Introducing gold nanoparticle bioconjugates within the biological machinery
- Autores: Lorena García Fernández
- Directores de la Tesis: Victor Franco Puntes (dir. tes.)
- Lectura: En la Universitat Autònoma de Barcelona ( España ) en 2013
- Idioma: español
- Tribunal Calificador de la Tesis: Wolfgang Parak (presid.), Julia Lorenzo Rivera (secret.), Jesús Martínez de la Fuente (voc.)
- Materias:
- Texto completo no disponible (Saber más ...)
- Resumen
The rapid development in Nanotechnology during the past few decades offers wide prospects in using micro- and nanoscale materials in different areas of industry, technology and medicine. However, their safe and efficient use and implementation in such areas require much greater control over their physicochemical properties and their related molecular interactions in living systems. Current knowledge in the scientific community agrees that a considerable gap exists in our understanding of such Nano-Bio interface. As a step forward in this direction, this Thesis work aimed to provide insights into the formation of rationally designed gold nanoparticle (Au NP) bioconjugate architectures to modulate and understand cellular interactions and processes.
In such a context, the first part of this Thesis is focused on the synthesis of cationic Au NPs and their interactions with cells. A first strategy was developed in which the synthesis of positively charged Au NPs was performed by using simultaneously a weak and a strong reducer. It is shown that both reducers act sequentially in a one-pot synthesis to yield monodisperse cationic Au NPs with sizes comprised between 10.3 nm and 19.7 nm. A two-step seeding growth method is also described in which preformed Au NPs are grown larger (up to ~28 nm in size) by addition of fresh precursor solution and a weak reducer. A second strategy faces the rising demand of cationic Au NPs of different sizes and ligands by employing an organic-aqueous phase transfer methodology. Important benefits resulted from the combination of organic and aqueous synthetic methods. This strategy was optimized to prepare cationic Au NPs of 4.6, 8.9 and 13.4 nm in diameter using a positively charged alkanethiolate ligand. In addition, its practical application was demonstrated by producing ~ 13-nm-in-size cationic and anionic peptide-Au NP bioconjugates. The physicochemical properties of these bioconjugates in cell culture media as well as their uptake and toxicity on human fibroblast cells are discussed.

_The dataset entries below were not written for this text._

PR #349, opened 2018-07-03
Add GBinding bindings

sdroege:
Kind of ugly because of the autogenerated code that can't be autogenerated due to how gir works :)

Also untested so far, please review carefully. Will report back once I know that it works.


GuillaumeGomez:
Should we split apart GObject and GLib?

sdroege:
> Should we split apart GObject and GLib?

GLib by itself is rather useless in Rust IMHO, and the code is all entangled (just because of the GType related things already, which are from GObject but used in GLib).

GuillaumeGomez:
Indeed but it's a requirement that we need for the moment. And right now we can't generate two bindings at once if I understand things correctly.

sdroege:
> Indeed but it's a requirement that we need for the moment. And right now we can't generate two bindings at once if I understand things correctly.

I would prefer to fix gir so it can output to e.g. `src/auto_gobject` via some commandline parameter

src/object.rs
```diff
@@ -931,6 +934,57 @@ impl<T: IsA<Object> + SetValue> ObjectExt for T {
...
+                )
+            )
+        }
+    }
+
+    fn bind_property_full<'a, 'b, O: IsA<Object>, N: Into<&'a str>, M: Into<&'a str>, F: Fn(&::Binding, &Value) -> Option<Value> + Send + Sync + 'static, G: Fn(&::Binding, &Value) -> Option<Value> + Send + Sync + 'static>(&self, source_property: N, target: &O, target_property: M, flags: ::BindingFlags, transform_to: F, transform_from: G) -> Option<::Binding> {
+        let source_property = source_property.into();
+        let target_property = target_property.into();
+
+        let to_closure = ::Closure::new(move |values| {
```
sdroege: This is wrong, fixing

EPashkin:
@sdroege I thought that path be `src/gobject/auto`, this way we can separate manual code too.
But your suggestion also acceptable.

sdroege:
> @sdroege I thought that path be src/gobject/auto, this way we can separate manual code too.
> But your suggestion also acceptable.

It just has to be configurable, and more important gir has to create the use statements for GObject like for GLib

src/object.rs
```diff
@@ -655,6 +655,9 @@ pub trait ObjectExt: IsA<Object> {
     ///
     /// [downgrade_sync]: trait.SyncObjectExt.html#method.downgrade_sync
     fn downgrade(&self) -> WeakRef<Self>;
+
+    fn bind_property<'a, 'b, O: IsA<Object>, N: Into<&'a str>, M: Into<&'a str>>(&self, source_property: N, target: &O, target_property: M, flags: ::BindingFlags) -> Option<::Binding>;
+    fn bind_property_full<'a, 'b, O: IsA<Object>, N: Into<&'a str>, M: Into<&'a str>, F: Fn(&::Binding, &Value) -> Option<Value> + Send + Sync + 'static, G: Fn(&::Binding, &Value) -> Option<Value> + Send + Sync + 'static>(&self, source_property: N, target: &O, target_property: M, flags: ::BindingFlags, transform_to: Option<F>, transform_from: Option<G>) -> Option<::Binding>;
```
sdroege: This is suboptimal as you can't just pass `None`, it needs type annotations everywhere.

Opinions: This either needs 3 functions (first, second, both closures) or a builder (then all functions can be combined). IMHO a builder is nicer, then the flags could also become optional for example.

sdroege: Builder it is if nobody complains :)

sdroege:
Ok, please review the API if that makes sense to you :) One usage I have here right now is

```rust
        item.bind_property("age", &label, "label")
            .flags(glib::BindingFlags::DEFAULT | glib::BindingFlags::SYNC_CREATE)
            .transform_from(|_binding: &glib::Binding, value: &glib::Value| -> Option<glib::Value> {
                let age = value.get::<u32>().unwrap();
                Some(format!("{}", age).to_value())
            })
            .build();
```

src/object.rs
```diff
@@ -1051,3 +1060,78 @@ impl<T: IsA<Object> + StaticType + UnsafeFrom<ObjectRef> + Wrapper + ?Sized> Wea
...
+    }
+
+    pub fn transform_to<F: Fn(&::Binding, &Value) -> Option<Value> + Send + Sync + 'static>(self, func: F) -> Self {
+        Self {
+            transform_to: Some(Self::transform_closure(func)),
+            ..self
+        }
+    }
+
+    pub fn flags(self, flags: ::BindingFlags) -> Self {
```
sdroege: Instead of this, one could have a `fn bidirectional(self) -> Self` etc for each of the flags

sdroege:
And autogenerated now

Gir_GObject.toml
```diff
@@ -0,0 +1,25 @@
...
+ignore = [
+]
+
+manual = [
+    "GObject.Object",
+]
+
+[[object]]
+name = "GObject.*"
+status = "ignore"
```
EPashkin: In final version this need be status = "generate"

sdroege: Why? I don't care about any of those functions. They can be added when someone needs them :)

And more important, all that can be autogenerated need manual bindings (and many of them have already, either here or in my `gobject-subclass` crate)

src/object.rs
```diff
@@ -1051,3 +1060,78 @@ impl<T: IsA<Object> + StaticType + UnsafeFrom<ObjectRef> + Wrapper + ?Sized> Wea
     }
 }
 
+pub struct BindingBuilder<'a, S: IsA<Object> + 'a, T: IsA<Object> + 'a> {
```
EPashkin: Maybe this better moved to `src/gobject/binding_builder.rs `

Gir_GObject.toml
EPashkin: Ok

src/object.rs
sdroege: Ok, will move it later if @GuillaumeGomez has no other comments

src/gobject/auto/enums.rs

The second part of this Thesis is focused on the rational functionalization of Au NPs with antibodies and investigating their interactions with cellular receptors. A site-directed chemistry was explored to prepare Antibody-Au NP bioconjugates with controlled ratio and orientation of bioconjugation. The formation of well-defined bioconjugates made possible the creation of novel NP-based assemblies using antibody-antigen cross-links. This strategy was also explored for the conjugation of a biologically relevant antibody (Cetuximab) with Au NPs. Cetuximab-Au NP bioconjugates of controlled configuration and multivalency were used to examine their interaction with the cell surface receptor EGFR (epidermal growth factor receptor), a receptor tyrosine kinase overexpressed in a large number of cancers.